Exercise objective: Search the material and gather each line with "async" in it.

Data to examine:
****

PR #1180, opened 2015-12-31
Improved support for PG check and exclusion constraints

nathanl:
Postgres supports ["check constraints"](http://www.postgresql.org/docs/9.5/static/ddl-constraints.html#DDL-CONSTRAINTS-CHECK-CONSTRAINTS), which validate a row to say that,
for example, `price` must be greater than `0`, or `end_time` must be
greater than `start_time`. This PR is meant to add support for such
checks.

I did **not** ask about this on the mailing list, so if you don't want this
feature, that's OK. :blush: I'm new to Elixir and Phoenix and wanted
to see if I could figure this out. So I'm asking for feedback before I
go further.

FWIW, of all the constraints [Postgres supports](http://www.postgresql.org/docs/9.5/static/ddl-constraints.html), check constraints are
the only ones Ecto doesn't yet support, so I thought this might be a useful
addition.

What works so far:

- Adding a constraint when adding a column in a migration
- Capturing the error returned by Postgres if a constraint is violated
- Turning that into a readable error on the changeset

What's still missing:

- Ability to `modify` an existing column to add a constraint
- Ability to remove constraints
- Ability to add table constraints (not tied to a single column; 
eg, `end_time` must be greater than `start_time`)

I'm currently tinkering with this in my `Rumbl` app from "Programming Phoenix".
I added an `other_description` column to `videos` and gave it a
constraint, like this:

```elixir
def change do
  alter table(:videos) do
    add :other_description, :string,
      check: check("char_length(other_description) < 5",
      name: "other_description_must_be_short")
  end
end
```

Then I added the constraint to `Video` like this:

```elixir
def changeset(model, params \\ :empty) do
   model
   |> cast(params, @required_fields, @optional_fields)
   |> foreign_key_constraint(:category_id)
   |> check_constraint(:other_description, name: :other_description_must_be_short)
end
```

With that much, adding a long description gives the user this error:

constraint_error_no_message_given

If I instead use

```elixir
|> check_constraint(:other_description,
  name: :other_description_must_be_short,
  message:  "must be less than 5 characters"
)
```

The user sees:

constraint_error_with_message

Should I keep working on this? If so, what feedback do you have so far?

### DIFF
--- a/integration_test/pg/check_constraint_test.exs
+++ b/integration_test/pg/check_constraint_test.exs
@@ -1,0 +1,69 @@
+defmodule Ecto.Integration.CheckConstraintTest do
+  use ExUnit.Case, async: true
+
+  alias Ecto.Integration.TestRepo
+  import Ecto.Migrator, only: [up: 4, down: 4]
+
+  defmodule CheckConstraintMigration do
+    use Ecto.Migration
+
+    @table table(:products)
+
+    def change do
+      create @table do
+        add :price, :integer
+      end
+      create constraint(@table.name, "positive_price", check: "price > 0")
+    end
+  end
+
+  defmodule CheckConstraintModel do
+    use Ecto.Integration.Schema
+
+    schema "products" do
+      field :price, :integer
+    end
+  end
+
+  test "creating, using, and dropping a check constraint" do
+    assert :ok == up(TestRepo, 20120806000000, CheckConstraintMigration, log: false)
+
+    # When the changeset doesn't expect the db error
+    changeset = Ecto.Changeset.change(%CheckConstraintModel{}, price: -10)
+    exception =
+      assert_raise(Ecto.ConstraintError, ~r/constraint error when attempting to insert model/, fn ->
+        TestRepo.insert(changeset)
+      end
+      )
+    assert exception.message =~ "check: positive_price"
+    assert exception.message =~ "The changeset has not defined any constraint."
+
+    # When the changeset does expect the db error, but doesn't give a custom message
+    changeset = Ecto.Changeset.change(%CheckConstraintModel{}, price: -10)
+    {:error, changeset} =
+      changeset
+      |> Ecto.Changeset.check_constraint(:price, name: :positive_price)
+      |> TestRepo.insert()
+    assert changeset.errors == [price: "violates check 'positive_price'"]
+    assert changeset.model.__meta__.state == :built
+
+    # When the changeset does expect the db error and gives a custom message
+    changeset = Ecto.Changeset.change(%CheckConstraintModel{}, price: -10)
+    {:error, changeset} =
+      changeset
+      |> Ecto.Changeset.check_constraint(:price, name: :positive_price, message: "price must be greater than 0")
+      |> TestRepo.insert()
+    assert changeset.errors == [price: "price must be greater than 0"]
+    assert changeset.model.__meta__.state == :built
+
+    # When the change does not violate the check constraint
+    changeset = Ecto.Changeset.change(%CheckConstraintModel{}, price: 10)
+    {:ok, changeset} =
+      changeset
+      |> Ecto.Changeset.check_constraint(:price, name: :positive_price, message: "price must be greater than 0")
+      |> TestRepo.insert()
+    assert is_integer(changeset.id)
+
+    assert :ok == down(TestRepo, 20120806000000, CheckConstraintMigration, log: false)
+  end
+end
--- a/integration_test/pg/exclusion_constraint_test.exs
+++ b/integration_test/pg/exclusion_constraint_test.exs
@@ -1,4 +1,4 @@
-defmodule Ecto.Integration.ConstraintTest do
+defmodule Ecto.Integration.ExclusionConstraintTest do
   use ExUnit.Case, async: true
 
   alias Ecto.Integration.TestRepo
@@ -7,61 +7,58 @@ defmodule Ecto.Integration.ConstraintTest do
   defmodule ExcludeConstraintMigration do
     use Ecto.Migration
 
-    @table table(:exclude_constraint_migration)
+    @table table(:non_overlapping_ranges)
 
-    def up do
+    def change do
       create @table do
         add :from, :integer
         add :to, :integer
       end
-      execute "ALTER TABLE exclude_constraint_migration " <>
-              "ADD CONSTRAINT overlapping_ranges EXCLUDE USING gist (int4range(\"from\", \"to\") WITH &&)"
-    end
-
-    def down do
-      drop @table
+      create constraint(@table.name, :cannot_overlap, exclude: ~s|gist (int4range("from", "to", '[]') WITH &&)|)
     end
   end
 
   defmodule ExcludeConstraintModel do
     use Ecto.Integration.Schema
 
-    schema "exclude_constraint_migration" do
+    schema "non_overlapping_ranges" do
       field :from, :integer
       field :to, :integer
     end
   end
 
-  test "exclude constraint exception" do
+  test "creating, using, and dropping an exclude constraint" do
     assert :ok == up(TestRepo, 20050906120000, ExcludeConstraintMigration, log: false)
 
-    changeset = Ecto.Changeset.change(%ExcludeConstraintModel{}, from: 0, to: 1)
+    changeset = Ecto.Changeset.change(%ExcludeConstraintModel{}, from: 0, to: 10)
     {:ok, _} = TestRepo.insert(changeset)
+
+    non_overlapping_changeset = Ecto.Changeset.change(%ExcludeConstraintModel{}, from: 11, to: 12)
+    {:ok, _} = TestRepo.insert(non_overlapping_changeset)
+
+    overlapping_changeset = Ecto.Changeset.change(%ExcludeConstraintModel{}, from: 9, to: 12)
 
     exception =
       assert_raise Ecto.ConstraintError, ~r/constraint error when attempting to insert model/, fn ->
-        changeset
+        overlapping_changeset
         |> TestRepo.insert()
       end
-
-    assert exception.message =~ "exclude: overlapping_ranges"
+    assert exception.message =~ "exclude: cannot_overlap"
     assert exception.message =~ "The changeset has not defined any constraint."
 
     message = ~r/constraint error when attempting to insert model/
     exception =
       assert_raise Ecto.ConstraintError, message, fn ->
-        changeset
+        overlapping_changeset
         |> Ecto.Changeset.exclude_constraint(:from)
         |> TestRepo.insert()
       end
-
-    assert exception.message =~ "exclude: overlapping_ranges"
+    assert exception.message =~ "exclude: cannot_overlap"
 
     {:error, changeset} =
-      changeset
-      |> Ecto.Changeset.exclude_constraint(:from, name: :overlapping_ranges)
+      overlapping_changeset
+      |> Ecto.Changeset.exclude_constraint(:from, name: :cannot_overlap)
       |> TestRepo.insert()
-
     assert changeset.errors == [from: "violates an exclusion constraint"]
     assert changeset.model.__meta__.state == :built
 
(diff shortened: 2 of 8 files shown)


josevalim:
Thank you @nathanl! This is a welcome addition and you can look at #1122 for guidance on the integration tests.

The only change I would do is to not define the constraint alongside the name. This makes things really more complex when there is no specific field or when changing the table. In other words, is it possible that, instead of writing something like:

    add :name, :string, check(...)

I would prefer if we did:

    create check_constraint(:table, ..., opts)

As the later is much more manageable. If we can do the later, we may even add the same for exclude constraints.

Thank you!

nathanl:
> Thank you @nathanl! This is a welcome addition...

Yaaay! :smile: 

> I would prefer if we did...

Ah, yes - that would make it simpler. I'll work on that as soon as I can.

nathanl:
Updated. The following now works:

```elixir
defmodule Rumbl.Repo.Migrations.AddCheckToVideos do
  use Ecto.Migration

  def up do
    create check_constraint(:videos, check: "char_length(description) < 20", name: "description_must_be_short")
  end

  def down do
    drop check_constraint(:videos, name: "description_must_be_short")
  end

end
```

and in `Video`:

```elixir
  def changeset(model, params \\ :empty) do
    model
    |> cast(params, @required_fields, @optional_fields)
    |> foreign_key_constraint(:category_id)
    |> check_constraint(:description, name: :description_must_be_short, message: "must be less than 20 characters") # message key is optional
  end
```

Please review carefully; I'm very new to this codebase and to some extent relied on copy and pasting existing code. Eg, I don't quite understand why I needed to define a function head for `execute_ddl` in `Connection` in order to make the migration work; the SQL string from `command` in `Runner` seems to be what's executed by the migration.

lib/ecto/migration.ex
```diff
@@ -263,7 +278,11 @@ defmodule Ecto.Migration do
   end
 
   @doc """
-  Creates an index or a table with only `:id` field.
+  Creates one of the following:
+
+  - an index
```
josevalim: Please use `*` and indent with 2 spaces :)

lib/ecto/migration.ex
```diff
@@ -656,6 +690,28 @@ defmodule Ecto.Migration do
...
+      drop   check_constraint(:products, name: "price_must_be_positive")
+
+  ## Options
+
+    * `:check` - The expression to evaluate on a row. Required when creating.
+    * `:name` - The name of the constraint - required.
+
+  """
+  def check_constraint(table, opts) do
+    case Keyword.get(opts, :name) do
```
josevalim: `Keyword.get(opts, :name) || raise ArgumentError...`

lib/ecto/migration.ex
```diff
@@ -685,6 +741,10 @@ defmodule Ecto.Migration do
     reference
   end
 
+  defp validate_type!(%CheckConstraint{} = check_constraint) do
```
josevalim: Unused function?

josevalim:
> why I needed to define a function head for execute_ddl in Connection in order to make the migration work; the SQL string from command in Runner seems to be what's executed by the migration.

That's only for `execute "command"`. Everything else goes through the adapter.

integration_test/pg/check_constraint_test.exs
```diff
@@ -0,0 +1,88 @@
+defmodule Ecto.Integration.CheckConstraintTest do
+  use ExUnit.Case, async: true
+
+  alias Ecto.Integration.TestRepo
+  import Ecto.Migrator, only: [up: 4, down: 4]
+
+  defmodule TableCreationMigration do
```
josevalim: Please merge the migrations together.

josevalim:
Thank you @nathanl! This seems to be all technically correct. I have left some comments regarding styles and I have two other remarks:

1. Please follow Ecto's convention on things like assertions. So use `assert left == right`, without parens. If the line is too long, break after `==`.

2. I am not happy with this API:

        check_constraint(table, name: name, check: ...)

    Name is actually required (although consistent with indexes) and check is optional but it is kind of redundant. I am wondering if we should move to something like this:

        constraint(table, name, check: ...)

    The goal of using `constraint` is that we could add exclusion checks to it in the future too:

        constraint(table, name, exclusion: ...)

    The code, of course, would need to check if one of them is set.

Thoughts?

lib/ecto/changeset.ex
```diff
@@ -1395,6 +1395,26 @@ defmodule Ecto.Changeset do
...
+  ## Options
+
+    * `:message` - the message in case the constraint check fails.
+      Defaults to something like "violates check 'products_price_check'"
+    * `:name` - the name of the constraint. Required.
+
+  """
+  def check_constraint(changeset, field, opts \\ []) do
+    Keyword.get(opts, :name) || raise ArgumentError, "must supply a name for the check constraint"
+    constraint = opts[:name]
```
josevalim: Even better, you can have it here:

    constraint = opts[:name] || raise ArgumentError, ...

test/ecto/adapters/postgres_test.exs
```diff
@@ -715,6 +715,28 @@ defmodule Ecto.Adapters.PostgresTest do
...
+  test "create check constraint, specifying constraint name" do
+    create = {:create, check_constraint(:products, check: "price > 0", name: "price_must_be_positive")}
+    assert(
+    SQL.execute_ddl(create) == ~s|ALTER TABLE "products" ADD CONSTRAINT "price_must_be_positive" CHECK (price > 0)|
+    )
+  end
+
+  test "create check constraint, not specifying constraint name" do
+    exception =
+      assert_raise(ArgumentError, ~r/supply a name/, fn ->
```
josevalim: No need to check this here. We check on Ecto.Migration tests. So you can erase this test.

test/ecto/changeset_test.exs
```diff
@@ -828,6 +828,22 @@ defmodule Ecto.ChangesetTest do
...
+    assert changeset.constraints ==
+           [%{type: :check, field: :title, constraint: "title_must_be_short",
+              message: "violates check 'title_must_be_short'"}]
+
+    changeset = change(%Post{}) |> check_constraint(:title, name: :title_must_be_short, message: "cannot be more than 15 characters")
+    assert changeset.constraints ==
+           [%{type: :check, field: :title, constraint: "title_must_be_short",
+              message: "cannot be more than 15 characters"}]
+
+    assert_raise(ArgumentError, ~r/supply a name/, fn ->
```
josevalim: Style change, just drop the parens from assert_raise call.

josevalim:
Note to myself: make sure MySQL raises when using those constraints.

integration_test/pg/check_constraint_test.exs
nathanl: I'm happy to merge them, but the reason I initially made them separate was that I was afraid that if `down` did both `drop check_constraint...` and `drop table`, it would return `:ok` and appear to have worked (the constraint would be destroyed along with the table) even if `drop check_constraint` didn't work. Not a problem?

BTW I also used a different version timestamp than what I'd seen in other migrations because otherwise I got intermittent test failures, saying a migration was already up. Seemed like a race condition, maybe because of versions + `async: true`.

josevalim: > Not a problem?

Not a problem.

> maybe because of versions + async: true.

Yes exactly, different versions are required. :+1:

nathanl:
@josevalim Yep, I like the API you describe much better, and I think it will generalize well to exclusion constraints. I'll change `check_constraint` to be `constraint` as you suggest.

nathanl:
@josevalim I've added a bunch of commits; I'll rebase on master before we merge this, but I think doing that makes it hard to see previous comments so I'll wait until you say this is mergeable.

I've done this:

- Add migration support for `create constraint(table_name, "positive_price", check: "price > 0")`
- Add migration support for `create constraint(table_name, :overlapping_ranges, exclude: ~s|gist (int4range("from", "to", '[]') WITH &&)|`
- Made `create constraint...` reversible so the user can just define a `change` in their migration
- Improved tests and docs for constraints

So far I've left the separate functions in `Changeset` for `check_constraint` and `exclude_constraint` because I thought it seemed more natural than combining them and passing `:check` or `:exclusion`, but I'm happy to change that if you disagree.

I'd like to ensure that the MySQL raises a nice error if you try to add a check or exclusion constraint, as you mentioned. That's all I see as still missing unless you see something else.

I wonder if we might want to enable `create constraint(table_name, unique: [:column1, :column2...])` also, but that could be a different PR.

nathanl:
One philosophical question: given that PostgreSQL will only check one constraint at a time, but validations can check multiple attributes at once, what do you think is the best recommendation for using check constraints?

Eg, you wouldn't want the user to submit, get validation errors, submit, get a constraint error, fix that, submit, get another constraint error, etc.

At the moment, I'm thinking I'd do every "single row" check with validations, and maybe add some very basic check constraints as insurance in case of a bad changeset definition somewhere (since constraints are global), or to protect against bad data from another code base (a peer application or whatever replaces this one someday).

josevalim:
@nathanl I believe you are able to implement most check constraints in Elixir itself, so I would do that so you can give quick feedback to the user and leave the database constraint for the exceptional cases. I will review the PR soon. :)

lib/ecto/adapters/postgres/connection.ex
```diff
@@ -702,6 +719,19 @@ if Code.ensure_loaded?(Postgrex.Connection) do
     defp null_expr(true), do: "NULL"
     defp null_expr(_), do: []
 
+    defp new_constraint_expr(%Ecto.Migration.Constraint{check: nil, exclude: nil})  do
```
nathanl: I defined matching function heads for the two bad cases so that I could give a friendlier message than "no matching function", but I'll delete these if you think that's overdoing it. :)

josevalim: This whole function is beautiful. :)

lib/ecto/migration.ex
```diff
@@ -177,6 +177,23 @@ defmodule Ecto.Migration do
...
+    """
+    defstruct name: nil,
+              table: nil,
+              check: nil,
+              exclude: nil
+
+    @type t :: %__MODULE__{
+      name: atom,
+      table: atom,
+      check: String.t(),
```
josevalim: `String.t | nil` and below.

lib/ecto/migration/runner.ex
```diff
@@ -238,6 +241,18 @@ defmodule Ecto.Migration.Runner do
   defp command({:rename, %Table{} = table, current_column, new_column}),
     do: "rename column #{current_column} to #{new_column} on table #{quote_table(table.prefix, table.name)}"
 
+  defp command({:create, %Constraint{check: nil, exclude: nil}}),
+    do: raise ArgumentError, "a constraint must have either a check or exclude option"
+  defp command({:create, %Constraint{check: check, exclude: exclude}}) when is_binary(check) and is_binary(exclude),
+    do: raise ArgumentError, "a constraint must not have both check and exclude options"
+  defp command({:create, %Constraint{check: check, exclude: nil} = constraint}) when is_binary(check),
```
josevalim: You don't need the `exclude: nil`, nor `check: nil` below.

lib/ecto/adapters/postgres/connection.ex
josevalim: Actually, I just realized you did those checks on the runner, so you can get rid of the first two clauses here and the nil checks below.

integration_test/pg/exclusion_constraint_test.exs
```diff
@@ -7,60 +7,59 @@ defmodule Ecto.Integration.ConstraintTest do
...
         add :from, :integer
         add :to, :integer
       end
-      execute "ALTER TABLE exclude_constraint_migration ADD CONSTRAINT overlapping_ranges EXCLUDE USING gist (int4range(\"from\", \"to\") WITH &&)"
-    end
-
-    def down do
-      drop @table
+      create constraint(@table.name, :cannot_overlap, exclude: ~s|gist (int4range("from", "to", '[]') WITH &&)|
+      )
```
josevalim: This should be in the previous line. :)

josevalim:
@nathanl I have added small comments, just details really. Everything else is perfect! Let's rebase, squash and ship it. :) Thank you!

lib/ecto/adapters/postgres/connection.ex
josevalim: Oops, I didn't see your comment when I added mine. Just to clarify: I think those two clauses should go because you already check for them in the runner.

nathanl:
@josevalim I think it's ready to go now. I'm excited to get a patch in!

josevalim:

****

Task answer:
+  use ExUnit.Case, async: true
   use ExUnit.Case, async: true
+  use ExUnit.Case, async: true
BTW I also used a different version timestamp than what I'd seen in other migrations because otherwise I got intermittent test failures, saying a migration was already up. Seemed like a race condition, maybe because of versions + `async: true`.
> maybe because of versions + async: true.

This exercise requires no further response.